*** DATA PROVIDED ***
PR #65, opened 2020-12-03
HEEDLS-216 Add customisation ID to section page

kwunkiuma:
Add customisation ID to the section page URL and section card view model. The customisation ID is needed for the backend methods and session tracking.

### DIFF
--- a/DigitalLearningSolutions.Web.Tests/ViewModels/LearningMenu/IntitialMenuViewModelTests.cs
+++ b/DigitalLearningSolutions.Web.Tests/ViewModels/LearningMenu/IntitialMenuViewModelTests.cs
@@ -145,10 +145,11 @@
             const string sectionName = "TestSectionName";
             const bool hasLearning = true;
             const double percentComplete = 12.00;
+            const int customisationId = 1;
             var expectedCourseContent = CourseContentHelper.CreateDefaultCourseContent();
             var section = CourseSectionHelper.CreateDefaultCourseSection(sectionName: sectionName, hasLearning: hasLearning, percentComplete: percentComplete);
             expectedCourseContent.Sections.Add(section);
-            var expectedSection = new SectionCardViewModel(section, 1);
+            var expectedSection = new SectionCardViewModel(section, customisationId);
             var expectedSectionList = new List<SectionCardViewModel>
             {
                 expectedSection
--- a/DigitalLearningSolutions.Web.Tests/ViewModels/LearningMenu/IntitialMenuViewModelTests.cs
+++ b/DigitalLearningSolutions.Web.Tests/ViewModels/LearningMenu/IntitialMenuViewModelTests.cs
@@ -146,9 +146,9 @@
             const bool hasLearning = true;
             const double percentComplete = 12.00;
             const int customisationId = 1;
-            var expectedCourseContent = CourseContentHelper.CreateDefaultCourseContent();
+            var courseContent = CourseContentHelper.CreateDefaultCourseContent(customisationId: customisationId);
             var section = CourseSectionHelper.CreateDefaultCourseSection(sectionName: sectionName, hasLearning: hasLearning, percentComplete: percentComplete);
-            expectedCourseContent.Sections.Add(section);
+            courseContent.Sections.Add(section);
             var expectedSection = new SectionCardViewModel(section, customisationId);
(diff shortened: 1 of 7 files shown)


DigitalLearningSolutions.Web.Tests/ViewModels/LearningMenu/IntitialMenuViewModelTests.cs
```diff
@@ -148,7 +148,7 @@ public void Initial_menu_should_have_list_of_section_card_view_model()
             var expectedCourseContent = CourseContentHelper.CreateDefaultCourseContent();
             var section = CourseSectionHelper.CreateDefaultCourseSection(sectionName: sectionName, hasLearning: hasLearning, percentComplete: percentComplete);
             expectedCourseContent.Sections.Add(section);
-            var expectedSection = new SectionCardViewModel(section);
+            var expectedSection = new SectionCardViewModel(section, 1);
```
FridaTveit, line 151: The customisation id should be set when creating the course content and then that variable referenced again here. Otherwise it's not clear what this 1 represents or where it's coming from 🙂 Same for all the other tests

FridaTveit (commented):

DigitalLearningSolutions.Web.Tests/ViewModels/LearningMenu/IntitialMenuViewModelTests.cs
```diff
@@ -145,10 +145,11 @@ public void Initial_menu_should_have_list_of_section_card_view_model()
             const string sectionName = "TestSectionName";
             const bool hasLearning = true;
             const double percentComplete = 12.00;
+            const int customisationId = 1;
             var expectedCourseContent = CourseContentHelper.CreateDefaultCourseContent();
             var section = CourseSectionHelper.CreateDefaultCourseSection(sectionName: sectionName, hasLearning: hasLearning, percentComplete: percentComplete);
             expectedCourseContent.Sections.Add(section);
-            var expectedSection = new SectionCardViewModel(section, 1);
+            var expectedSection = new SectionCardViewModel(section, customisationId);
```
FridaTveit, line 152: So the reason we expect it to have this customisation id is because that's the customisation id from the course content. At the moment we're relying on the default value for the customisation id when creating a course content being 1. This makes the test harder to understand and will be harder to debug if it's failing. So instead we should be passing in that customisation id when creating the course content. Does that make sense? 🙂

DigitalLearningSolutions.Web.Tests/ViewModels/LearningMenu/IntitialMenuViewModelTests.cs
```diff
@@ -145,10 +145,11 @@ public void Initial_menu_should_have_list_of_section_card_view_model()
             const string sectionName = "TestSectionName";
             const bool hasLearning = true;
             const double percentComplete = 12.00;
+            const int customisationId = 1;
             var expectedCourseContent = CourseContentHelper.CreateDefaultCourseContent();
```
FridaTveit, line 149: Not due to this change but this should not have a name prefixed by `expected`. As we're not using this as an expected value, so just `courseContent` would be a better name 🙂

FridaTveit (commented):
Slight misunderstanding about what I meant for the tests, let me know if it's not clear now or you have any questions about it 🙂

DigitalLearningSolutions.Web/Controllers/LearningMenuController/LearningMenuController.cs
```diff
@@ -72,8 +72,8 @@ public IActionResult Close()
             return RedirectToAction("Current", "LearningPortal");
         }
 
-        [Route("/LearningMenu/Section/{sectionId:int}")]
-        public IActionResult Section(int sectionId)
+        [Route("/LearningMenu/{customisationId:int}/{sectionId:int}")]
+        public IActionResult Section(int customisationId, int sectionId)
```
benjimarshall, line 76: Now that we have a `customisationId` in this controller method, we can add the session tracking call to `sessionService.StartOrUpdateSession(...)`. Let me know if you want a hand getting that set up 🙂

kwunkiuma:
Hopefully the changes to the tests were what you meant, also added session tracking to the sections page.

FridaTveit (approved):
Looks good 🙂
*** End of DATA PROVIDED ***
*** DATA PROVIDED ***
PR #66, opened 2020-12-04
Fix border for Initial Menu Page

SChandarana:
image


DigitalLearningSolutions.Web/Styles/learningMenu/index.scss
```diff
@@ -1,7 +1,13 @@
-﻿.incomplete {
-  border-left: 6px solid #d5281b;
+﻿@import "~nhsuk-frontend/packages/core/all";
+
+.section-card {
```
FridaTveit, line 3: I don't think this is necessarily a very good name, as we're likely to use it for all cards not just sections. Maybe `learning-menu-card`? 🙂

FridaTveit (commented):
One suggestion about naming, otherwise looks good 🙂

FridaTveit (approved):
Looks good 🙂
*** End of DATA PROVIDED ***
=== TASK INSTRUCTIONS ===
Pull out every line of the entries that includes the word "Route".

=== SOLUTION FOR THIS TASK ===
-        [Route("/LearningMenu/Section/{sectionId:int}")]
+        [Route("/LearningMenu/{customisationId:int}/{sectionId:int}")]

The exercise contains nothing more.